Keegan is working (in public) again.

This post eventually turns into a rant, be warned. 😛

I’ve never talked about this I don’t think so most of you probably don’t know.

Keegan was trained as a service dog. She was trained in the traditional “service dog” skills as well as the specific personal skills she does for me.
The traditional skills that most people associate with service dogs like picking things up, handing me items that I ask for, turning lights on and off, but also alerting skills.
Alerting skills are things like telling me when the buzzer on the stove is going off, telling me when the doorbell rings, traditional skills a “hearing dog” would do.
Things that she does for me are more PTSD aligned. She tells me how close people are to me, if someone is talking at me, if someone is headed my way versus just passing by. She also keeps me grounded in this “reality”. When I get to stressed I tend to disassociate and go “elsewhere”. For some reason, if I’m touching Keegan, even just having my hand lay on her head, I can stay connected to the situation I’m in, though it’s uncomfortable and extremely draining.

For me, it doesn’t take much for me to go away. Standing in a line with a bunch of people will do it. Or I’ll start doing the 360 awareness thing, where my vision is tunneled but 360 at the same time, I don’t know how to describe it. I no longer see the reason I’m in the line or the specific people in the line, I’m seeing everything in the area, full on data dump.
Driving in traffic will do it.
Walking through a crowded grocery store will do it.
Sitting in a classroom will do it.

The past couple weeks have been tough, lots of big issues for me, lots of government agencies to deal with and the accompanying language miscommunication that stresses me out so badly, school starting next week, and the chronic pain in both of my hands.

It has gotten difficult enough that I’ve pulled Keegan out of her old age retirement and started taking her with me again.
She has a service dog cape but it seems that most people in Texas have no idea what that means. People actively try and get her to come over to them, clicking their fingers and tongues, calling “here doggy”, despite the fact that she’s on a very short leash (a tag) and wearing a service dog cape.
People also apparently don’t know that it’s rude, not to mention illegal, to demand to know why she does for me and why.
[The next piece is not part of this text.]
PR #8376, opened 2024-06-13
Dump blob sidecars which failed data availability

### LINKED ISSUE #8259: Make `P2PDebugDataDumper` more generic
There is value in making `P2PDebugDataDumper` more generic. Currently, name is slightly misleading, since for example `saveInvalidBlockToFile` can occur when syncing or when called via the beacon-API, so it is not strictly `P2P`. We could rename `--Xp2p-dumps-to-file-enabled`  to sth like `--Xdebug-data-dumping-enabled` and rename `P2PDebugDataDumper` to `DebugDataDumper` and use it in several places. Some options are;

I’m all for education when I’m not using all my energy to stay connected with the agreed on version of reality but if I’m uncommunicative then leave me the hell alone, I’m not going to tell you my history or why I need a service dog. I don’t want your suspicions, your eagerness, your jealousy, your nosiness, your condolences, your accolades, or your pity.
(that was the primary rant, that preceding paragraph, just I case you missed it 🙂 )
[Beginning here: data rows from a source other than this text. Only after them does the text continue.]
PR #8379, opened 2024-06-14
Add pruner for finalized states

### LINKED ISSUE #8331: Allow pruning "archive" node
In some scenarios, users could be interested in running archive nodes (with finalized states) up to a certain time in the past. This could enable having a low value in `--data-storage-archive-frequency`, so the node can be very responsive within the interested time interval.

To achieve this we could add a `--data-storage-archive-retained-epochs` (or similar). Setting value to `1024`, teku will prune finalized states older than 1024 epochs compared to the current epoch.

A node running this way won't be a strict archive node, kind of a "time limited archive node".

Note:
We should not allow state reconstruction when running in this mode.

gfukushima:
## PR Description
This PR adds a state pruner that can prune finalized states keeping only the finalized states for the amount of epochs specified using the experimental flag `--Xdata-storage-archive-finalized-states-retained`. 
Available in archive mode exclusively.

## Fixed Issue(s)

Fixes #8331 
## Documentation

## Changelog


storage/src/main/java/tech/pegasys/teku/storage/server/kvstore/dataaccess/KvStoreCombinedDaoAdapter.java
```diff
@@ -553,6 +558,11 @@ public void addFinalizedState(final Bytes32 blockRoot, final BeaconState state)
       finalizedUpdater.addFinalizedState(blockRoot, state);
     }
 
+    @Override
+    public void deleteFinalizedState(final UInt64 slot) {
+      finalizedUpdater.deleteFinalizedState(slot);
+    }
+
```
rolfyone, line 565: i do wonder if hte only interface we want is the deleteFinalizedState, and the rest is hidden and done for sanity

services/chainstorage/src/main/java/tech/pegasys/teku/services/chainstorage/StorageService.java
```diff
@@ -61,6 +66,7 @@ public StorageService(
     this.config = storageConfiguration;
     this.depositSnapshotStorageEnabled = depositSnapshotStorageEnabled;
     this.blobSidecarsStorageCountersEnabled = blobSidecarsStorageCountersEnabled;
+    LOG.info("Storage service created");
```
rolfyone: probably leave this as debug

services/chainstorage/src/main/java/tech/pegasys/teku/services/chainstorage/StorageService.java
```diff
@@ -111,6 +117,25 @@ protected SafeFuture<?> doStart() {
                             pruningTimingsLabelledGauge,
                             pruningActiveLabelledGauge));
               }
+              LOG.info(
+                  "Data storage mode: {}, Retained epochs {}",
+                  config.getDataStorageMode(),
+                  config.getRetainedEpochs());
```
rolfyone: we probably want to be mindful of logs here... maybe either put this to debug, or only log this when we're in archive mode...
also probalby want to think about this service WRT tree storage mode..

storage/src/main/java/tech/pegasys/teku/storage/server/StorageConfiguration.java
```diff
@@ -38,6 +38,9 @@ public class StorageConfiguration {
   public static final Duration DEFAULT_BLOCK_PRUNING_INTERVAL = Duration.ofMinutes(15);
   public static final int DEFAULT_BLOCK_PRUNING_LIMIT = 5000;
   public static final Duration DEFAULT_BLOBS_PRUNING_INTERVAL = Duration.ofMinutes(1);
+  public static final Duration DEFAULT_STATE_PRUNING_INTERVAL = Duration.ofMinutes(10);
+  public static final long DEFAULT_STORAGE_RETAINED_EPOCHS = -1;
+  public static final int DEFAULT_STATE_PRUNING_LIMIT = 3;
```
rolfyone: i think if this runs during epoch transition it may get interesting, more of a general observation about all of these types of tasks i guess... we probably want to build out a design at some point that gives us more confidence about what parts of an epoch these tasks might be allowed...

services/chainstorage/src/main/java/tech/pegasys/teku/services/chainstorage/StorageService.java
gfukushima: yes, these are some leftovers I missed from a test. I'm doing a cleanup on some of those atm. the one that survive the clean up in the end they will all be at debug level

storage/src/main/java/tech/pegasys/teku/storage/server/kvstore/dataaccess/KvStoreCombinedDaoAdapter.java
gfukushima: I'm following similar approach used for addFinalizedState, imo it isn't too complicated to track down what changes are made when we store/delete a finalized state in the db atm.

storage/src/main/java/tech/pegasys/teku/storage/server/StorageConfiguration.java
gfukushima: tbh, this has been the most difficult part so far, to find/define a good set up, I thought about something a little more dynamic. E.g having the interval being defined by epochs_retained and epoch_durantion

gfukushima:
There is a question which is, should we allow users to config `--Xdata-storage-archive-finalized-states-retained` to a value lower than `--data-storage-archive-frequency`? This would mean that you might have a finalized state for a short period of time in the DB.

Example:
 --data-storage-archive-frequency = 2048 (default = 64 epochs) 
--Xdata-storage-archive-finalized-states-retained = 32 (1 epoch)

You might save a finalized state for slot number 10, and by the time slot 42 reaches finalization state for slot 10 will be pruned. Next finalized state to be stored in the db will be on slot 2058 only.

storage/src/main/java/tech/pegasys/teku/storage/server/StorageConfiguration.java
tbenr: I agree with Paul that we could have a "no flight time window" which could be epoch transition +/- 1 or 2 slots (ie from 31 to 2). The question will be how to handle tasks falling in that window:
- skip: (pro: easy, cons: no execution guarantee for a long time)
- queue them to the end of the time window (slot 2): (pro: execution guarantees, cons: multiple tasks can potentially run at the same time)

 Just dumped some thoughts.

tbenr:
> Next finalized state to be stored in the db will be on slot 2058 only.

I guess you intended 2048 here otherwise I'm missing something in the reasoning :)

In general I think it is an edge case, and definitely a weird configuration to have. My mild feeling would be to enforce retain to be > than frequency

storage/src/main/java/tech/pegasys/teku/storage/server/StorageConfiguration.java
tbenr: Another option is to link these prunings explicitly to certain slots, so the frequency will be an epoch for all of them, and we will have an implicit control over the epoch transition overlap (not guaranteed but reasonable).

storage/src/main/java/tech/pegasys/teku/storage/server/kvstore/KvStoreDatabase.java
```diff
@@ -432,6 +432,86 @@ private void deleteFinalizedBlocks(final List<Pair<UInt64, Bytes32>> blocksToPru
...
+                          slot,
+                          dao.getFinalizedBlockAtSlot(slot).map(SignedBeaconBlock::getStateRoot)))
+              .toList();
+    }
+    if (slotsToPruneStateFor.isEmpty()) {
+      LOG.debug("No finalized state to prune up to {} slot", lastSlotToPrune);
+      return lastSlotToPrune;
+    }
+
+    final UInt64 lastPrunedBlockSlot =
```
tbenr: should we remove "block" from var name here?

storage/src/main/java/tech/pegasys/teku/storage/server/kvstore/KvStoreDatabase.java
```diff
@@ -432,6 +432,86 @@ private void deleteFinalizedBlocks(final List<Pair<UInt64, Bytes32>> blocksToPru
...
+      final UInt64 earliestFinalizedStateSlot,
+      final UInt64 lastSlotToPrune,
+      final long pruneLimit) {
+    final List<Pair<UInt64, Optional<Bytes32>>> slotsToPruneStateFor;
+
+    try (final Stream<UInt64> stream =
+        dao.streamFinalizedStateSlots(earliestFinalizedStateSlot, lastSlotToPrune)) {
+      slotsToPruneStateFor =
+          // should probably create a cache (populated when adding finalized states)
+          // to query from rather than hit the db
```
tbenr: I'd make it an issue and remove the comments. Seems to me like there might be some debate on if\how we should do it.

tbenr (approved):
LGTM. some comments and still a LOG level change requested by Paul

storage/src/main/java/tech/pegasys/teku/storage/server/kvstore/KvStoreDatabase.java
gfukushima: done

storage/src/main/java/tech/pegasys/teku/storage/server/kvstore/KvStoreDatabase.java
gfukushima: done

services/chainstorage/src/main/java/tech/pegasys/teku/services/chainstorage/StorageService.java
gfukushima: changed this to be a more informative log but kept it at INFO level since it is only printed at startup, WDYT?

services/chainstorage/src/main/java/tech/pegasys/teku/services/chainstorage/StorageService.java
gfukushima: removed

gfukushima:
Adding some numbers collected from instances before merging this PR:

DB Size of different setups:
Holesky-01 (minimal)
DB - 72G	teku/beacon/db

Holesky-archive 
DB - 212G	teku/beacon/db

Holesky-archive-64epochs
DB - 110G	teku/beacon/db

Keegan also works at night, though you may not think of it as work. I have a lot of flashbacks, and a lot of nightmares. Keegan knows when to be beside me. Touching her can pull me back out of a nightmare. Touching her can force me back into the present after a flashback, giving me proof that I’m here and not there.

People out there see a pet, albeit a very well trained and well mannered one. For me she’s the touch stone that keeps me sane and present in the “real” world.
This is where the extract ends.